I’ve developed an instinct against explaining things to students. It’s an instinct I’ve developed for practical reasons. The more I talk, the less students listen. The longer I talk without a break, the more tenuous my hold on what students understand. Students get confused when I spend too much time sharing how I think, and too little time understanding how they think.
I have no philosophical issue with telling students things. In short bursts, when students feel a need, there’s nothing better than a concise explanation that lets them solve a new problem. Then, I ask students to solve the problem, see how it goes, and consider whether there’s something else I need to address or if they are ready to extend their thinking a step further.
Something I’ve found myself doing is finding more and more ways to explain less. Asking students to figure things out for themselves often doesn’t work, and when it does it tends to privilege students with strong backgrounds and positive past experiences in math class. Explaining less might mean breaking a lesson into little chunks, so that I’m only talking for a minute at a time in between having students solve problems, warm calling students after each problem to summarize a key idea for the class. It might mean using worked examples to have students generate an explanation themselves, and listening in to notice their thinking and build from it. It might mean presenting a problem as a puzzle drawing on prior knowledge, figuring out where students are with that prior knowledge, and building my explanation from there.
I read this great post about teaching Computer Science yesterday and couldn’t stop thinking about the elegance of the ways this teacher found to explain less. My favorite:
Here’s an example — the second thing I ever show students, right after
print("hello world"), is this right here:
name = "Tamara" print("Hello" + name)
And then I ask one simple question:
Don’t answer out loud — just think. What will happen when you run this program?
Don’t answer. Just think. What will happen?
Turn and ask your neighbor for their prediction.
Literally every student intuits that this program is going to greet Tamara.
And then after that, we run the program, find out that it prints
HelloTamarawithout a space, and we also do our first round of debugging. High fives all around!
I can imagine myself as a novice computer science teacher trying to explain what this example will do. I imagine it as a complete mess. There will be a time, later, to formalize student knowledge of variables, strings, and more. In the meantime, students learned something , and they’re primed to learn more. This is a beautiful example. It’s not too complex, builds from intuition, and packs in surprise. I’d love to find more ways to do this in a math classroom.

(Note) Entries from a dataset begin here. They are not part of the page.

PR #3205, opened 2023-10-31
Fix typo in pre_present_notify docs

DevJac:
Fix typo and other small grammar corrections

### DIFF
--- a/src/window.rs
+++ b/src/window.rs
@@ -602,7 +602,7 @@ impl Window {
 
     /// Notify the windowing system before presenting to the window.
     ///
-    /// You should call this event after you've completed drawing operations, but before you submit
+    /// You should call this event after your drawing operations, but before you submit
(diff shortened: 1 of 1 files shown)


src/window.rs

Here are three things that I think matter in finding moments to explain less. First, you can’t force it. I never want to become dogmatic and refuse to explain things. Explanations are valuable, and they’re especially valuable when they’re used at the right time and place. Second, I don’t want to let perfect be the enemy of good. My worst explanations are when I try to explain something with mathematical precision and address every possible case. But that precision can create confusion. Sometimes students are ready for an informal understanding of a concept, but struggle to engage with too much complexity at once. Finally, finding ways to explain less trusts students more, and sends a message about what they can do. If every lesson begins with explanation, students learn that knowledge always moves from the teacher to the student. I don’t expect students to derive centuries of math on their own, but there are plenty of opportunities for students to extrapolate form their knowledge to something new. And every time we do that, students have the opportunity to trust themselves and their ideas a little more.